7 min read

Episode 13 - How Many Calories are in this Cat?

Episode 13 -  How Many Calories are in this Cat?
An AI generated image of judging the calories of a cat (my cat is not orange, but this was the best image ChatGPT created)

Prologue

Last week, I got AI to help me cook dinner. This week, I'm getting it to judge my dinner.

Let's talk about counting calories. You've probably done it before—maybe to lose weight, gain muscle, or just figure out why your pants "shrunk" (spoiler: they didn't). When you're staring down a burrito bowl, trying to guess whether it's 500 or 1,500 calories, you know how absurd this guessing game can be.

Sure, there are apps. You can search and endlessly scroll through databases for something vaguely resembling your plate. But ultimately, it's still just guessing.

What if we could make these estimates better—faster, more consistent, and maybe with a little less self-judgment? Let's ask AI.

Countologe

This all started a few months ago while counting calories with some friends. I hated even the idea of using the apps. They were clunky, slow, and somehow made me feel worse about every snack. I knew that I wasn’t going to be able to stick with it if I didn’t reduce the friction!

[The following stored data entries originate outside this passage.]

PR #689, opened 2022-01-29
Slight refactoring of `default_terminal`

vrmiguel:
Removes the `Vec` allocation and uses the `Iterator`-based `find` which the compiler _should_ optimize better

### DIFF
--- a/leftwm/src/config/mod.rs
+++ b/leftwm/src/config/mod.rs
@@ -189,8 +189,8 @@ pub fn is_program_in_path(program: &str) -> bool {
 /// Returns a terminal to set for the default mod+shift+enter keybind.
 fn default_terminal<'s>() -> &'s str {
     // order from least common to most common.
-    // the thinking is if a machine has a uncommon terminal install it is intentional
-    let terms = vec![
+    // the thinking is if a machine has an uncommon terminal installed, it is intentional
+    let terms = &[
         "alacritty",
         "termite",
         "kitty",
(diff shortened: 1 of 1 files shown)


leftwm/src/config/mod.rs
```diff
@@ -209,12 +209,12 @@ fn default_terminal<'s>() -> &'s str {
...
-            return t;
-        }
-    }
-    "termite" //no terminal found in path, default to a good one
+
+    // If no terminal found in path, default to a good one
+    terms
+        .iter()
+        .find(|terminal| is_program_in_path(terminal))
+        .unwrap_or(&"termite")
```
VuiMuich, line 217: Would we want to use the opportunity and replace the orphaned `termite` with something alive?

mautamu: Sounded like a good idea to me, but apparently some AUR folks are trying to keep a somewhat-maintained version around (https://aur.archlinux.org/packages/termite/). Maybe should just move it down list?

VuiMuich: Nice, didn't know that!
Yeah, moving it down the list makes sense.

VuiMuich: I reconsidered this, and I given our statement that the list is ordered uncommon -> common, it is arready in a good position and it is actually `alacritty` that seems a bit out of place.
But I quess we can save this discussion for another day.

I'll go ahead and merge this. Thanks @vrmiguel!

So, naturally, I wondered: Could I find a way to make this easier with AI?

Turns out, yes. Let me show you how.

💡
It is these novel uses for AI that really excite me about what we can do with these tools!
Sesame Street Counting!

Building the Prompt

So, how do we get AI to guess calories from a photo? As usual, building a prompt is part formula and part Jedi Mind Trick.

Here’s how I built mine:

🧠 Step 1: Teach It to “Think”

At first, I just asked Claude to look at the image and tell me how many calories were in it. The results were… uninspired. Like, “this might be a sandwich” level of helpful.

So I gave it instructions to think—literally.

Before you answer, always think. Enclose your thinking in <thinking> tags. Then provide your final answer in <output> tags.

Some models (Claude, in particular) respond really well when you explicitly tell them to think things through step-by-step. It’s like a mini chain-of-thought prompt. The XML tags don’t matter to the model, but they make it easy for me to parse the response programmatically later on.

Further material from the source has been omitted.